10. The petitioner had further stated that the aspect of bad and
doubtful debts was examined during the course of the original
assessment proceedings and the then Assessing Officer was
informed that this amount had been added back and accordingly
the Assessing Officer had agreed. It may be noted that in the
original assessment proceedings an addition of Rs.7,41,240/-
was made on account of bad debts written off.
11. Original records maintained by the Revenue have been
produced before us. The original order sheet of the Assessing
Officer is missing and not available. The original assessment
records are scanty and almost anything relevant is not available.

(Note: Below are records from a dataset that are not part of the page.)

PR #20186, opened 2025-09-18
feat(protocol): propose function can only be called once per Ethereum block

### LINKED ISSUE #20180: Limit proposing speed
## Problem
If the ring buffer for proposed blocks is small and we don’t throttle the proposing rate, a malicious preconfer could spam many proposals to exhaust the buffer.

## Potential Solution
Restrict the propose function so it can only be called once per L1 block.

dantaik:
## Summary
Fix Inbox vulnerability where malicious preconfers could deplete Inbox's ring buffer by proposing may proposals. Now a preconfer can only call the `propose` function once per L1 block.


dantaik:
@claude please review

davidtaikocha (approved):

YoGhurt111 (approved):

PR #20188, opened 2025-09-18
Prover: Add HTTP timeouts, response size limit, and safer logging

maradini77:
### Description
- **What**:  
  - Added `http.Client` timeouts and transport timeouts.  
  - Limited response body to 8 MiB with an early failure on overflow.  
  - Trimmed logs to show length and a short preview; avoid full body.  
  - Closed response body on non-200 with small discard for connection reuse.

- **Why**:  
  - Prevents hanging requests and potential memory DoS.  
  - Reduces risk of sensitive data leakage in logs.


davidtaikocha:
Closed due to rn don't think we need features like this for prover.

PR #20200, opened 2025-09-19
feat(protocol): shasta verifiers

ggonzalez94:
## Summary
This PR introduces non-upgradeable verifiers for the Shasta protocol, removing the upgradeability pattern from all compose verifiers(this makes gas usage lower), and if we need to upgrade them we can just deploy a new one and upgrade the inbox.

 ## Key Changes

  - **Removed upgradeability**: Compose verifiers now inherit directly from `IProofVerifier` instead of `EssentialContract`, eliminating UUPS patterns and storage gaps
- New `LibPublicInput` library that that uses the `transitionsHash` that is part of the new verifier interface instead of the old context
- Removed the access control logic from `verify` function. Since it is view only it shouldn't matter who calls it

## Future Improvements
- For now I prefixed all verifiers with `Shasta...` to avoid name conflicts with the old contracts(even if they are in different paths). Once we feel confortable removing the old verifiers we can rename these
- There might be room for making the compose verifiers a library that the inbox uses, or other ways of merging the contracts such that we don't spend gas across contract calls. But I'm a bit worried about contract size already exploding, and also wanted to keep this PR focused on the verifier functionality


packages/protocol/contracts/layer1/shasta/verifiers/LibPublicInput.sol
```diff
@@ -0,0 +1,30 @@
...
+/// @custom:security-contact security@taiko.xyz
+library LibPublicInput {
+    /// @notice Hashes the public input for the proof verification.
+    /// @param _transitionsHash The transitions hash to verify.
+    /// @param _verifierContract The contract address which as current verifier.
+    /// @param _newInstance The new instance address. For SGX it is the new signer address, for ZK
+    /// this variable is not used and must have value address(0).
+    /// @param _chainId The chain id.
+    /// @return The public input hash.
+    function hashPublicInputs(
```
dantaik, line 16: shall we inline this function somewhere...

packages/protocol/contracts/layer1/shasta/verifiers/ShastaRisc0Verifier.sol
```diff
@@ -0,0 +1,79 @@
...
+
+import "@risc0/contracts/IRiscZeroVerifier.sol";
+import "src/shared/common/EssentialContract.sol";
+import "src/shared/libs/LibNames.sol";
+import "./LibPublicInput.sol";
+import "../iface/IProofVerifier.sol";
+
+/// @title ShastaRisc0Verifier
+/// @custom:security-contact security@taiko.xyz
+contract ShastaRisc0Verifier is EssentialContract, IProofVerifier {
```
dantaik: I think we no longer need upgradability for verifiers. https://github.com/taikoxyz/taiko-mono/issues/20167

ggonzalez94: I would prefer that, but I see all of the verifiers actually hold state variables. @smtmfft are these still needed or we can get rid of them and just re-deploy the verifiers and don't depend on state?

packages/protocol/contracts/layer1/shasta/verifiers/LibPublicInput.sol
ggonzalez94: It is internal and used by the verifiers, which means it will be inlined by those. Or you meant something else?

packages/protocol/contracts/layer1/shasta/verifiers/ShastaRisc0Verifier.sol
smtmfft: I think we can get rid of them. The state in verifier are authorized image ids, we can update it during the verifier update. However, one downside is other provers need to upgrade accordingly, as there is no backward compatibility.

packages/protocol/contracts/layer1/shasta/verifiers/LibPublicInput.sol
```diff
@@ -0,0 +1,30 @@
...
+        address _verifierContract,
+        address _newInstance,
+        uint64 _chainId
+    )
+        internal
+        pure
+        returns (bytes32)
+    {
+        return keccak256(
+            abi.encode("VERIFY_PROOF", _chainId, _verifierContract, _transitionsHash, _newInstance)
```
YoGhurt111, line 27: Shall we add `prover` parameter here to prevent proof from being stolen?

ggonzalez94: what do you mean with being "stolen"? I think it does not matter if someone calls the verifier directly, the important thing is who calls the inbox. This is where we capture the `msg.sender` and decide what to do with the bonds.
Or you meant something else?

packages/protocol/contracts/layer1/shasta/verifiers/ShastaRisc0Verifier.sol
ggonzalez94: [This](https://github.com/taikoxyz/taiko-mono/pull/20225) is one possible solution. @smtmfft @dantaik WDYT?

packages/protocol/contracts/layer1/shasta/verifiers/LibPublicInput.sol
YoGhurt111: If the designated prover submits a proof when the proving window is about to expire, could a malicious prover observe this transaction in the mempool and front-run it by increasing the tips? Since the proof doesn't contain information about who generated it, wouldn't this proof be stolen? Could this scenario occur?

ggonzalez94: I don't think this is possible since it goes trough the inbox, if you call this contract directly the submission does not get recorded. They will just waste gas

YoGhurt111: What I mainly want to express is that the generated proof doesn't have a strong binding relationship with the prover who generated it. After the proving window, proverA can steal the proof generated by proverB, because the actualProver doesn't participate in the proof generation and verification process.
image
image
Or I can submit a PR how to resolve it.

YoGhurt111: Submit a PR to generally captures what I'm trying to express.
https://github.com/taikoxyz/taiko-mono/pull/20242

ggonzalez94: I haven't thought about this much, but:
If the designatedProver misses their proving window, aren't we ok with them being penalized? They have enough time to submit their proofs if they don't want to risk someone else landing this on-chain before them. So I don't think it is much of a concern. Plus, if we do this we would need to add access control restrictions such that the proof can only be submitted by the prover.

dantaik: There is a serious issue in the current code base, https://github.com/taikoxyz/taiko-mono/issues/20247. I'll work on a fix.

smtmfft: I see that #20247 already added a prover-related address field to each transition (either designated or actual). However, to avoid proof stealing, I think we still need the prover address in the final proof, unless we accept the risk that someone else might steal it after the proving window—which, in theory, should be rare.

YoGhurt111 (approved):

davidtaikocha (approved):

The return, tax audit report including/encloses thereto, one
notice under Section 142(1) and two notices under Section
143(2), in addition to the assessment order, are the only
papers/documents available. What happened to the other
papers is not stated and no answer is forthcoming from the
Revenue.
12. With regard to royalty payment, the petitioner had stated in
the objections that during the course of original assessment
proceedings the petitioner had submitted a reply on the royalty
paid. The respondent No. 2 in the order dated 15th October,
2007 has not adverted to or referred to any reply. It is stated
that no such explanation was available on record. The factum
that the original record, except for the papers mentioned in
paragraph 11 above were missing is not adverted to. The
petitioner has placed on record with this writ petition, as
Annexure B, a note of royalty payment and it is stated that the
said note was furnished during the course of the original
assessment proceedings. Reference to the said note is made in
paragraph 3(f) of the writ petition. In the counter affidavit/reply
filed to the writ petition, the respondents have not specifically
dealt with and denied the allegation that during the course of the
original assessment proceedings the petitioner had filed the note
on royalty paid and claimed that the payments were revenue
expenditure. It may be noted that the counter affidavit/reply has
been filed by Ms. Monika Dhami, then Deputy Commissioner of
Income Tax, Circle VI(1), New Delhi, who was also the
Assessing Officer. Notice under Section 147/148 of the Act was
issued on 18th April, 2007 by her and she is also the author of
the order dated 15th October, 2007 rejecting the objections filed
by the assessee. Thus, there is no specific denial of the fact
that during the course of the original assessment proceedings,
the assessee had filed the reply- Annexure B before the
Assessing Officer on whether or not the payment of royalty were
revenue expenditure in nature. It is a well settled principle in law
that allegations made in the pleadings must be specifically
denied. Absence of specific denial can be construed as
acceptance of the fact stated. (See BSNL versus Abhishek
Shukla, (2009) 5 SCC 368). The said note gives the break up of
the agreements entered into for trade and technical assistance
in the year 1995-96 with Huf Hulsbeck and Furst, Germany and
in the year 2001-02 with All-Tech S.R.L., Italy . The said note
also gives details of the TDS deducted on the payments made
(copies of TDS certificates were enclosed). The details of TDS
as per the order dated 15th October, 2007 were on record. It is
stated that as per the trade and technical agreements, royalty
payable was related to sales by the assessee company, hence,
it was a revenue expenditure. Reliance was placed on case
laws.
13. During the hearing of the writ petition because of this
controversy, the respondents were asked to produce their
original record. In the order dated 22nd September, 2008 it is
recorded as under:-
"WP(C) No. 8273/2007 The learned counsel for the petitioner seeks time to examine the record with regard to the aspect as to whether the petitioner had filed the note on royalty which is at page 45 of the paper book during the course of original assessment proceedings. This would be material because according to the learned counsel for the petitioner, the Assessing Officer had examined this issue in detail and then made the assessment order. The assessment is sought to be reopened on the ground that payment of royalty was in the nature of „capital expenditure‟ and not „revenue expenditure‟ and that this „fact‟ had escaped assessment.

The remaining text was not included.